While the findings of the present study improve our understanding of the frequency of different bone contusion patterns in non-contact ACL injured knees, future work can mitigate some of the limitations of this study. For example, these bone contusions could be further stratified by contusion intensity and volume 26 to provide more detail on injury severity and perhaps more insight on potential injury mechanisms. Furthermore, future studies may examine the time course of contusions after these injuries, which could be accomplished by acquiring multiple MRIs from the same ACL injured subjects over the course of several weeks to months. Additional future directions may also involve developing and refining computational tools designed to use bone contusions to predict the position of injury 22,34.

In summary, our results quantify the frequencies of specific bone contusion patterns in patients with non-contact ACL injuries, who underwent MR imaging within 6 weeks of injury. Our findings indicate that patients with three and four bone contusions comprised 65% of those who were imaged within 6 weeks of injury. The most commonly observed pattern was the four contusion pattern, which was present in 35% of patients. Importantly, we found no statistically significant differences between males and females in bone contusion frequencies by compartment, which may suggest that the knee position at the time of injury is similar for both sexes. Knowledge of the frequency and distribution of bone contusions may be used help elucidate mechanisms of ACL injury. Specifically, this information can be used in computational models to predict the position of the knee at the time of injury.

Acknowledgements

The authors thank Don Kirkendall, ELS, for his editorial assistance.
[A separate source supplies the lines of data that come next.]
PR #247, opened 2023-01-20
imp: enrich the microvm command set

GTrunSec:
```
std //guangtao/microvms/dev:run               
char device redirected to /dev/pts/10 (label con0)
checking /dev/vdb...
[fsck.ext4 (1) -- /mnt-root/var] fsck.ext4 -a /dev/vdb
/dev/vdb: recovering journal
/dev/vdb: clean, 60/131072 files, 30342/524288 blocks

<<< NixOS Stage 2 >>>

running activation script...
reviving group 'dhcpcd' with GID 999
reviving group 'nscd' with GID 998
```

### DIFF
--- a/src/blocktypes/microvms.nix
+++ b/src/blocktypes/microvms.nix
@@ -7,6 +7,8 @@
   Use the Microvms Blocktype for Microvm.nix - https://github.com/astro/microvm.nix
 
   Available actions:
+    - run
+    - console
     - microvm
   */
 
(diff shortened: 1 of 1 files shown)


nrdxp (approved):
Looks fine to me. I haven't messed with microvms more than a few times so I can't recall, are there other commands besides just these? If so, why not just enumerate them?

GTrunSec:
Other subcommands of microvm are not useful so far. I have already discussed this problem with Astro, https://github.com/Mic92/vmsh would be the solution. But mic92 doesn't have time to update vmsh to the recent kernel.

PR #259, opened 2023-02-15
[WIP] Use `contracts.yants` as runtime types provider

yvan-sraka:
This is an attempt to test my ongoing work https://github.com/yvan-sraka/contracts/pull/1 against the CI of a real-world project like `std` :)


yvan-sraka:
CI passed spontaneously 🤯, still have a few things on my To-Do before merging:

- [ ] For better logging / tracing context, `std` been using a `__functor ` / a forked version of `yants` from [here](https://github.com/divnix/yants/blob/d7253ea436060f598c5d0ef3b22594fd28e7eab2/flake.nix#L367-L390), a similar DevX should be offered by `contracts` ;

- [ ] Remove a bit of a glue, since `contracts` can reuse types defined `nixpkgs.lib.type` and use `contracts` types as NixOS option:
https://github.com/divnix/std/blob/f437f107feafc2984bb2b2f98fe8b13022021746/src/flakeModule.nix#L70

PR #262, opened 2023-02-17
feat: polish the mkOCI interface further by exposing oft-used 'config'

blaggacao:
When images need more configuration than the default exposed options,
in most cases, it is concerned with n2c's 'config' iface.

To honor that reality, let's expose it.

While this adds two similar interfaces (options & config), in practice,
when people copy over examples they would only see:

```nix
{
  config = /* snip */;
}
```

That is less confusing than the following.
This was also the semantic hickup that prompted this commit:
```nix
{
  options.config = /* snip */;
}
```


jmgilman:
LGTM.

PR #263, opened 2023-02-18
fix: mkOperableScript needs args list

nrdxp:
An atribute set makes single flag arguments awkward to declare, and no specific order is guaranteed, meaning that programs that require args in a particular order will fail.

In order to use the style which is most natural for the given program and to keep the resulting script readable, users can group key=value style arguments in a true attribute set, or several arguments of the same class in a list; i.e:
```nix
mkOperableScript {
  args = [
    "--single-flag"
    {"--port" = 80;}
    ["path/a" "path/b" "path/c" ["path/with" "spaces"]]
  ];
  # ...
}
```
results in:
```bash
args+=("--single-flag")
args+=("--port" "80")
args+=("path/a" "path/b" "path/c" "path/with spaces")
```

For the sake of backward compatibility, the previous API is retained in the event that an attribute set is passed instead of a list.

### DIFF
--- a/cells/lib/ops/mkOperableScript.nix
+++ b/cells/lib/ops/mkOperableScript.nix
@@ -2,8 +2,7 @@
   inputs,
   cell,
 }: let
-  inherit (inputs) nixpkgs std;
-  l = nixpkgs.lib // builtins;
+  l = inputs.nixpkgs.lib // builtins;
 in
   /*
   Makes a simple wrapper for executing an operable's package with args.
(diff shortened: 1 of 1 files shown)


cells/lib/ops/mkOperableScript.nix
```diff
@@ -18,13 +17,34 @@ in
...
+        prefix ? "",
+        suffix ? "",
+      }:
+        builtins.concatStringsSep "\n" (
+          l.mapAttrsToList (name: value: ''${prefix}"${name}" "${toString value}"${suffix}'') set
+        );
+    in
+      if builtins.isAttrs args
+      then
+        attrsToStr {
```
blaggacao, line 36: Can you incorporate a deprecation message in `deprecations.nix` and invoke it for this code path?

blaggacao: ok, not needed, it's still a hoisting simplification of the singleton `[{}]`.

blaggacao (approved):
LGTM

PR #266, opened 2023-02-22
feat: allow flakeModule usage without growing anything

roberth:
This allows the module to be used in a situation where the caller consumes `inputs'.foo.cells` but does not use the std options to define its own outputs.


blaggacao:
Thank you, that's a nice interop addition!

PR #267, opened 2023-02-23
feat: acquire ownership over container actions from n2c

blaggacao:
This lays the groundwork for more control over how we implement them.

Users can now set an arbitrary number of tags for an image and upload all the given tags. To specify tags, set `meta.tags` to a list of your desire tags in the arguments to `mkOCI` or `mkStandardOCI`. 

The first tag is special in that it is used as the tag checked in the proviso for existence. That way, one can use a Nix input hash as the first tag to only upload when the derivation inside the image actually changes, while still tagging the images that are uploaded with useful tags like the git revision.

If no tags are set, the default upstream tagging mechanism of nix2container is used.

### DIFF
--- a/src/blocktypes/containers.nix
+++ b/src/blocktypes/containers.nix
@@ -26,7 +26,11 @@
     }: let
       inherit (n2c.packages.${currentSystem}) skopeo-nix2container;
       copy-to = "${skopeo-nix2container}/bin/skopeo --insecure-policy copy nix:${target}";
-      imageRef = target.imageRefUnsafe or (builtins.unsafeDiscardStringContext "${target.imageName}:${target.imageTag}");
+      img = builtins.unsafeDiscardStringContext target.imageName;
+      tags = let
+        tags' = target.meta.tags or [(builtins.unsafeDiscardStringContext target.imageTag)];
+      in
+        builtins.toFile "${target.name}-tags" (builtins.unsafeDiscardStringContext (builtins.concatStringsSep "\n" tags'));
     in [
       (sharedActions.build currentSystem target)
       (mkCommand currentSystem {
@@ -41,8 +45,9 @@
         name = "publish";
         description = "copy the image to its remote registry";
         command = ''
-          # docker://${imageRef}
-          ${copy-to} docker://${imageRef} $@
+          for tag in $(<${tags}); do
+            ${copy-to} "docker://${img}:$tag" "$@"
+          done
         '';
         proviso =
           l.toFile "container-proviso"
@@ -57,8 +62,7 @@
 
             function get_images () {
               command nix show-derivation $@ \
-              | command jq -r '.[].env.text' \
-              | command grep -o 'docker://\S*'
+              | command jq -r '.[].env.__provisory'
             }
 
             drvs="$(command jq -r '.actionDrv | select(. != "null")' <<< "''${input[@]}")"
@@ -90,18 +94,28 @@
             output=$(command jq -cs '. += $p' --argjson p "$output" <<< "''${filtered[@]}")
             }
           '';
+
+        provisory = target.meta.provisory or "${img}:${target.imageTag}";
       })
       (mkCommand currentSystem {
         name = "load";
         description = "load image to the local docker daemon";
         command = ''
+          copy_tags() {
+            local storage=$1
+            shift
+
+            for tag in $(<${tags}); do
+              ${copy-to} "$storage:${img}:$tag" "$@"
+            done
+          }
           if command -v podman &> /dev/null; then
              ixecontainerho "Podman detected: copy to local podman"
-            ${copy-to} containers-storage:${imageRef} $@
+             copy_tags containers-storage "$@"
           fi
           if command -v docker &> /dev/null; then
              echo "Docker detected: copy to local docker"
-            ${copy-to} docker-daemon:${imageRef} $@
+             copy_tags docker-daemon "$@"
           fi
         '';
       })
--- a/src/blocktypes/containers.nix
+++ b/src/blocktypes/containers.nix
@@ -10,9 +10,8 @@
 
   Available actions:
     - print-image
-    - copy-to-registry
-    - copy-to-podman
-    - copy-to-docker
+    - publish
+    - load
   */
   containers = name: {
     __functor = import ./__functor.nix;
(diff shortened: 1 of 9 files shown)


src/mkCommand.nix
```diff
@@ -1,5 +1,13 @@
 {nixpkgs}: let
-  writeShellScript = system: nixpkgs.legacyPackages.${system}.writeShellScript;
-  mkCommand = system: args: args // {command = writeShellScript system "${args.name}" args.command;};
+  mkCommand = system: args: let
+    inherit (nixpkgs.legacyPackages.${system}) pkgs;
+  in
+    args
+    // {
+      command = (pkgs.writeShellScript "${args.name}" args.command).overrideAttrs (_:
```
blaggacao, line 7: https://github.com/nlewo/nix2container/pull/65 was merged :smile:

blaggacao (commented):
Upstream merged your amendment.

src/mkCommand.nix
nrdxp: Nice I updated the input and remove this logic

nrdxp:
I've unit tested the proviso and the new publish action so this should be ready to merge. In the future we might want to come back and setup a mock registry to automate unit testing for proviso.

src/blocktypes/containers.nix
```diff
@@ -35,79 +67,46 @@
...
-        name = "copy-to-registry";
-        description = "copy the image to its remote registry";
+        name = "load";
+        description = "load image to the local docker daemon";
         command = ''
-          ${target.copyToRegistry}/bin/copy-to-registry
+          ${copyTags}
+
+          if command -v podman &> /dev/null; then
+             ixecontainerho "Podman detected: copy to local podman"
```
blaggacao, line 87: `ixecontainerho`? :smile:

src/blocktypes/containers.nix
```diff
@@ -22,7 +23,38 @@
...
+      img = builtins.unsafeDiscardStringContext target.imageName;
+      tags = target.meta.tags or [(builtins.unsafeDiscardStringContext target.imageTag)];
+      copyTags = let
+        skopeo = "skopeo --insecure-policy";
+        tags' =
+          builtins.toFile "${target.name}-tags.json" (builtins.unsafeDiscardStringContext (builtins.concatStringsSep "\n" tags));
+      in ''
+        export PATH=${skopeo-nix2container}/bin:$PATH
+
+        copy_tags() {
```
blaggacao, line 37: Maybe `copy_tags` is a misnomer, since this effectivly loads/publishes an entire image (if need be).

src/blocktypes/containers.nix
```diff
@@ -22,7 +23,38 @@
...
+          local name tags source img
+          source=nix:${target}
+          tags=${tags'}
+          name=$1
```
blaggacao, line 41: Since it includes the schema-ish (`docker://` / `docker-daemon` / etc), `name` might not be the right name. Maybe `sourceURI` & `targetURI`, as a better alternative?

src/blocktypes/proviso/publish.sh
```diff
@@ -0,0 +1,29 @@
...
+  local -n input=$1
+  local -n output=$2
+
+  local missing tag
+  local -a images filtered
+
+  missing=$(mktemp)
+  trap 'rm -f $missing' RETURN
+
+  mapfile -t images < <(jq -r '.meta.tags[0]|select(.!=null)' <<<"${input[@]}")
```
blaggacao, line 13: Is that really plural? I don't fully understand the jq foo but `tags[0]` looks like a `head` operation that would result with a singleton.

src/blocktypes/proviso/publish.sh
```diff
@@ -0,0 +1,29 @@
...
+
+  echo "${images[@]}" |
+    command xargs -n 1 -P 0 "$SKOPEO" "$missing"
```
blaggacao, line 16: By `$SKOPEO` name I was enticed to beleive this is what skopeo normally does in this context, but no, it's more like `$SKOPEO_INSPECT`. Reading it this way, this line starts to make more sense.

Can we rename?

src/mkCommand.nix
```diff
@@ -1,5 +1,10 @@
 {nixpkgs}: let
-  writeShellScript = currentSystem: nixpkgs.legacyPackages.${currentSystem}.writeShellScript;
-  mkCommand = currentSystem: args: args // {command = writeShellScript currentSystem "${args.name}" args.command;};
+  mkCommand = system: args: let
```
blaggacao, line 2: This is now notably `currentSystem` and should keep that name. :smile:

src/blocktypes/containers.nix
```diff
@@ -22,7 +23,38 @@
       fragment,
       fragmentRelPath,
       target,
-    }: [
+    }: let
```
blaggacao, line 26: I think we overlooked:

`print-image` action (in case somebody uses it). Could be plural, now...

And also the docstring needs update.

blaggacao (commented):
This looks fantastic! There are some oversights and a couple of things where the code readability could be a bit polished (from my perspective).

src/blocktypes/containers.nix
nrdxp: you wrote that in the first commit here so I thought it was intentional. Typo maybe?

src/blocktypes/containers.nix
nrdxp: right we are copying tags to the image registry. I used the same sematic as copy_to

src/blocktypes/containers.nix
blaggacao: Yeah, oops :-)

src/blocktypes/proviso/publish.sh
nrdxp: yes we only want to check the first tag, that's explicit (see update PR description).

src/blocktypes/proviso/publish.sh
nrdxp: sure

src/mkCommand.nix
nrdxp: ah yeah, mistake during rebase

src/blocktypes/containers.nix
blaggacao: Maybe just `copy` so that it can mean both? I don't think about a "payload", when I hear the word "tag", which is true for n+1, indeed. But not for n.

src/blocktypes/proviso/publish.sh
blaggacao: I mean: is it still `images` (plural), though?

src/blocktypes/containers.nix
nrdxp: should we just stick to printing the first tag or print them all in a loop?

blaggacao: I would almost vote for "all in a loop".

It would be a breaking change, but then, this action's purpose is utterly informational. So all the tags seems like relevant information.

People are unlikely to use that for scripting (or so I hope!!). That's what the other actions are for, after all.

src/blocktypes/proviso/publish.sh
nrdxp: yeah because we take the first tag over all the input images. Remember, the proviso runs over all the inputs not just a single one.

blaggacao: Ah yeah! Click. :smile:

src/blocktypes/containers.nix
nrdxp: The list of tags in the meta would be more suited for scripting purposes anyway

src/blocktypes/containers.nix
nrdxp: just went the explicit route to make it as clear as possible what's happening

src/blocktypes/containers.nix
```diff
@@ -22,92 +23,88 @@
...
-            done
-
-            output=$(command jq -cs '. += $p' --argjson p "$output" <<< "''${filtered[@]}")
-            }
-          '';
+        proviso = l.toFile "container-proviso" ''
+          SKOPEO_INSPECT=${./proviso/skopeo-inspect.sh}
+          ${builtins.readFile ./proviso/publish.sh}
+        '';
+        meta.tags = map (tag: "${img}:${tag}") tags;
```
blaggacao, line 77: Maybe we also should name this something else? As it's not `tags`, anymore? It's probably correctly `images`?

blaggacao (commented):
One additional clarification may help to parse the code.

Can you also update the action docstring? It's shown verbatim in the docs. I had forgotten to do that in my commits.

src/blocktypes/containers.nix
nrdxp: yeah I suppose that makes sense

blaggacao: That would also clarify `tags[0]` to `images[0]` in the proviso.

src/blocktypes/proviso/publish.sh
```diff
@@ -0,0 +1,29 @@
...
+  missing=$(mktemp)
+  trap 'rm -f $missing' RETURN
+
+  mapfile -t images < <(jq -r '.meta.images[0]|select(.!=null)' <<<"${input[@]}")
+
+  echo "${images[@]}" |
+    command xargs -n 1 -P 0 "$SKOPEO_INSPECT" "$missing"
+
+  for in in "${input[@]}"; do
+    tag=$(jq -r '.meta.images[0]' <<<"$in")
```
blaggacao, line 19: Now we have an `image`, here, too. :smile:

blaggacao (commented):
Last thing? :smile:

src/blocktypes/proviso/publish.sh
nrdxp: oh whoops

PR #271, opened 2023-02-26
fix: ensure old image tag api is consistent

nrdxp:
We don't want users to hit a situation where  they reference one of the legacy n2c APIs such as `imageTag` and get the wrong value.

Therefore, disallow `tag` & `meta.tags` from being set together, always set the first value in `meta.tags` to the legacy `tag` arg of nix2container's `buildImage` function, and warn the user of the deprecated interface when accessed.

### DIFF
--- a/cells/lib/ops/mkOCI.nix
+++ b/cells/lib/ops/mkOCI.nix
@@ -25,10 +25,13 @@ in
   Returns:
   An OCI container image (created with nix2container).
   */
-  {
+  args @ {
     name,
     entrypoint,
-    tag ? "",
+    tag ?
+      if meta ? tags && (l.length meta.tags) > 0
+      then l.head meta.tags
+      else "",
     setup ? [],
     layers ? [],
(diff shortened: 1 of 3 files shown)


cells/lib/ops/mkOCI.nix
```diff
@@ -81,6 +84,8 @@ in
         # Setup tasks can include permissions via the passthru.perms attribute
         perms = l.flatten ((l.map (s: l.optionalAttrs (s ? passthru && s.passthru ? perms) s.passthru.perms)) setup) ++ perms;
       }
-      // l.optionalAttrs (tag != "") {inherit tag;};
+      // l.throwIf (args ? tag && meta ? tags)
+      "mkStandardOCI: use of `tag` and `meta.tags` arguments are not supported together. Remove the former."
```
blaggacao, line 88: `mkOCI`?

blaggacao (approved):
Just a minor copy past error...

PR #273, opened 2023-02-28
feat: add /bin/sh into container by default

nrdxp:
In order for BASH's posix emulation to work correctly, the basename of `$0` must be exactly `sh`, so we set `exec -a "$0"` to allow this to work properly.

In addition, use `buildEnv` for all `setup` links since this helps to automatically resolve package priority conflicts where possible.


cells/lib/ops/mkStandardOCI.nix
```diff
@@ -41,7 +41,10 @@ in
     meta ? {},
   }: let
     # Link useful paths into the container.
-    runtimeEntryLink = "ln -s ${l.getExe operable.passthru.runtime} $out/bin/runtime";
+    runtimeEntryLink = ''
+      ln -s ${l.getExe operable.passthru.runtime} $out/bin/sh
```
jmgilman, line 45: It's been awhile since I've visited this. Why are linking the runtime to /bin/sh?

cells/lib/ops/mkStandardOCI.nix
```diff
@@ -62,7 +65,7 @@ in
       else operable;
 
     setupLinks = cell.ops.mkSetup "links" [] ''
-      mkdir -p $out/bin
+      mkdir -p $out/{bin,tmp}
```
jmgilman, line 68: Should this be larger discussion about what a default container should look like? I have more ideas we could add, but I opted to leave it up to the end user to implement.

cells/lib/ops/mkOCI.nix
```diff
@@ -70,7 +70,10 @@ in
           ++ layers;
 
         maxLayers = 25;
-        copyToRoot = [setupLinks] ++ setup;
+        copyToRoot = nixpkgs.buildEnv {
```
jmgilman, line 73: What benefit is this bringing?

nrdxp: without this, any to files in `copyToRoot` will cause a conflict, even if its just a directory with the same name but different contents. `buildEnv` resolves these conflicts based on pakage priority, so unless two packages have the same exact priority, they won't conflict.

Also there is no conflict on directories, so they will just be merged together. Not only is this change not possible without this (for whatever reason it triggered a conflict), but it will make the root file system easier for the user to extend as they need to.

cells/lib/ops/mkStandardOCI.nix
nrdxp: potentially, but I feel like `/tmp` is fairly harmless on its own

cells/lib/ops/mkStandardOCI.nix
nrdxp: I could just link the `runtimeShell` directly, but the runtime has the nice property of setting the path to the runtime inputs, so if a program depends on `/bin/sh` and that invocation calls out to some other program that already exists in the `runtimeInputs` it would suceed. If we just linked directly to `nixpkgs.runtimeShell` it would fail since the PATH would basically be empty.

jmgilman: Ah, that makes sense.

cells/lib/ops/mkStandardOCI.nix
jmgilman: Yeah, I suppose it just feels out of place, given the intent of the commit message. I guess I was suggesting maybe parsing it out into a separate discussion that addresses the more significant issue of having a more helpful "base image" generated by the function.

cells/lib/ops/mkOCI.nix
jmgilman: I'm surprised I haven't run into this before 🤷 SGTM.

cells/lib/ops/mkStandardOCI.nix
GTrunSec: > more significant issue of having a more helpful "base image" generated by the function.

Maybe we use `preset=false` to disable some configurations and keep a primitive image.

nrdxp: I can just remove the commit that adds /tmp for now and do a separate change-set for that. Good idea

nrdxp: > Maybe we can use `preset=false or pure` to disable some configurations and keep a primitive image.

This or something similar is likely what we should do in the end. I opened #274 as a draft for now to hash that out further.

blaggacao:
LGTM

PR #274, opened 2023-03-01
fix: create /tmp by default for containers

nrdxp:
Draft for a potentially richer, optional layer on top of the base image.

brainstorm:
- [ ] existing directories: /tmp, /srv, etc
- [ ] basic /etc: /etc/group, /etc/passwd, etc
- [ ] more powerful debug tools `rg`, `fd` etc
- [ ] potential base image (alpine?)
- [ ] ?

### DIFF
--- a/cells/lib/ops/mkStandardOCI.nix
+++ b/cells/lib/ops/mkStandardOCI.nix
@@ -2,7 +2,7 @@
   inputs,
   cell,
 }: let
-  inherit (inputs) nixpkgs std;
+  inherit (inputs) nixpkgs;
   l = nixpkgs.lib // builtins;
   n2c = inputs.n2c.packages.nix2container;
 in
@@ -62,7 +62,7 @@ in
       else operable;
 
     setupLinks = cell.ops.mkSetup "links" [] ''
-      mkdir -p $out/bin
+      mkdir -p $out/{bin,tmp}
       ${runtimeEntryLink}
       ${debugEntryLink}
       ${livenessLink}


blaggacao:
All these things make it "easier", by fulfilling generally accepted, but largely undocumented ecosystem expectations.

One of the beauties of Nix is that it educates users to make them explicit.

And being explicit about an operable's other-than-env-variable runtime contract is valuable information, in my opinion.

So generally, I'm erring on the side of conservatism about this.

I'm also conservative about the idea of being "optional". Imagine a fridge with 20 knobs and switches. I already "freak out" when I see a microwave I'm not familiar with. There is an underlying truth to this, even in engineering. So also im that regard, I'd want the consideration to be extremely cognizant about this trade-off.

blaggacao:
We may explore to provide a set of setup packages, e.g. for the first two ideas.

But I'm definitely out on the third idea since "more advanced" here also means "the ones _we_ use" and this repo is not meant to be out private backyard (like bitte was). 😊

jmgilman:
> One of the beauties of Nix is that it educates users to make them explicit.

It's a tradeoff, though. It directly hurts adoption since the most common pushback I see is: "I don't want to learn Nix!" Even more, the whole `nix2container` is so foreign to anyone not baptized into the Nix Docker oddities that it's likely more frustrating having a "very blank" image as a start. 

I'm not sold one way or the other yet. Just playing devil's advocate on the other side of the fence.

jmgilman:
I'll paste some code from another project which I've been using to setup some non-production images:

```nix
  containerCommon = {
    uid = "1000";
    gid = "1000";

    setup = let
      setupUser = std.lib.ops.mkUser {
        user = "user";
        group = "user";
        uid = "1000";
        gid = "1000";
        shell = nixpkgs.runtimeShell;
        withHome = true;
        withRoot = true;
      };

      setupEnv =
        std.lib.ops.mkSetup "container"
        [
          {
            regex = "/tmp";
            mode = "0777";
          }
        ]
        ''
          # Setup tmp folder
          mkdir -p $out/tmp

          # Enable nix flakes
          mkdir -p $out/etc
          echo "sandbox = false" > $out/etc/nix.conf
          echo "experimental-features = nix-command flakes" >> $out/etc/nix.conf

          # Put local profile in path
          echo 'export PATH="$HOME/.nix-profile/bin:/nix/var/nix/profiles/default/bin:$PATH"' >> $out/etc/bashrc

          # Setup certificates
          cp -r ${nixpkgs.cacert}/* $out
        '';
    in [setupEnv setupUser];

    options = {
      initializeNixDatabase = true;
      nixUid = 1000;
      nixGid = 1000;

      config = {
        Env = [
          # Required by many tools
          "HOME=/home/user"
          # Nix related environment variables
          "NIX_CONF_DIR=/etc"
          "NIX_PAGER=cat"
          # This file is created when nixpkgs.cacert is copied to the root
          "NIX_SSL_CERT_FILE=/etc/ssl/certs/ca-bundle.crt"
          # Nix expects a user to be set
          "USER=user"
          # Include <nixpkgs> to support installing additional packages
          "NIX_PATH=nixpkgs=${nixpkgs.path}"
        ];
      };
    };
  };
```

nrdxp:
> I'm not sold one way or the other yet. Just playing devil's advocate on the other side of the fence.

It's incredibly valuable to challenge our strongest assumptions with equally strong arguments, so I'll add my 2c...

Sacrificing extensibility for the sake of ease of adoption isn't entirely desirable, however, giving the user clearly defined examples, following veteran best practices is both valuable to adoption, and useful even to the veteran. We already have two layers: `mkOCI`, and `mkStandardOCI` on top. Perhaps one more general layer (`mkStandardAlpineOCI`?), and maybe even _n_ additional layers for specialized use-cases on top of that would be useful to have, both for use and for reference.

To challenge that a bit though, the biggest failure of DevOS originally was the attempt to encourage this more specialized contribution, and it isn't trivial to _convince_ the domain expert that it is worthwhile to invest their time. In short, it could become a time sync if we take it on ourselves, but with some (future) community adoption it might be trivial.

Still, even seasoned Nix veterans seem to struggle with Standard's model at first, so a wealth of examples may not be such a bad thing. To expand on that, perhaps even the Standard registry could exist in its own dedicated repository. Then maybe it wouldn't be so offensive to add references to officially supported Auxilary functions to plug into Standard, and that don't exist in divnix/std, but elsewhere.

This might even become useful as an actual layer boundary of the on-disk image if we force each function to produce exactly one layer... But then, that's a lot of theory already so I'll leave it there :sweat_smile:

blaggacao:
I think we should aim at MVP-QoL for:
- [ ] existing directories: /tmp, /srv, etc
- [ ] basic /etc: /etc/group, /etc/passwd, etc (+ certs)

---

I think Josh's snipped is a good start.

blaggacao:
further developed in https://github.com/divnix/std/pull/297

PR #275, opened 2023-03-10
refactor: simplify proviso

blaggacao:


nrdxp (changes requested):
I am against this changeset. The proviso should be something that is really quick and doesn't add any noticable time to discovery. This could add tens of seconds or even minutes if we are uploading a lot of images. The purpose of checking them all in parallel is to pay a constant time (the time of the longest round trip) instead of a linear one (k*n)

src/blocktypes/containers.nix
```diff
@@ -69,11 +69,33 @@
           ${copyFn}
           copy docker://${img}
         '';
+        meta.images = map (tag: "${img}:${tag}") tags;
         proviso = l.toFile "container-proviso" ''
-          SKOPEO_INSPECT=${./proviso/skopeo-inspect.sh}
-          ${builtins.readFile ./proviso/publish.sh}
+          function scopeo_inspect() {
+            local images=("$@")
+            for image in ''${images[@]}; do
```
nrdxp, line 76: this is my main issue with this PR. It will dramatically increase the time in takes to check for images, somewhat defeating the purpose of checking to begin with.

blaggacao: Thanks for the review!  😊

Previously, it had been `xargs -P 0`, which I had understood as making it sequential, too. So I had no understanding that this would have effected a regress on performance.

Let me double check, again, where I missed something.

nrdxp: Ah I see, `-P 0` no thread limit, run them all together. combined with `-n 1` which means pass only 1 arg for each invocation, it calls as many instances of skopeo as there are images at once

blaggacao: Reinstated in https://github.com/divnix/std/pull/275/commits/296e7c8c1e10857bcf46fba4bbe2e69c412200fc

blaggacao:
In a sync meeting with @nrdxp we concluded that it is good to merge this and release a `0.20.0` release together with a maintenance branch. But I don't want to interrump his weekend to clear his review. :smile:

One or more of the authors has declared the following potential conflict of interest or source of funding: National Institutes of Health funding was received from the following grants AR065527, AR074800, and AR075399. T.E.L. has received education payments from Prodigy Surgical and Wright Medical; nonconsulting fees from Arthrex; and hospitality payments from Arthrex and Wright Medical. J.R.W. has received education payments from Prodigy Surgical; nonconsulting fees from Arthrex; and hospitality payments from Aesculap Biologics. AOSSM checks author disclosures against the Open Payments Database (OPD). AOSSM has not conducted an independent investigation on the OPD and disclaims any liability or responsibility relating thereto.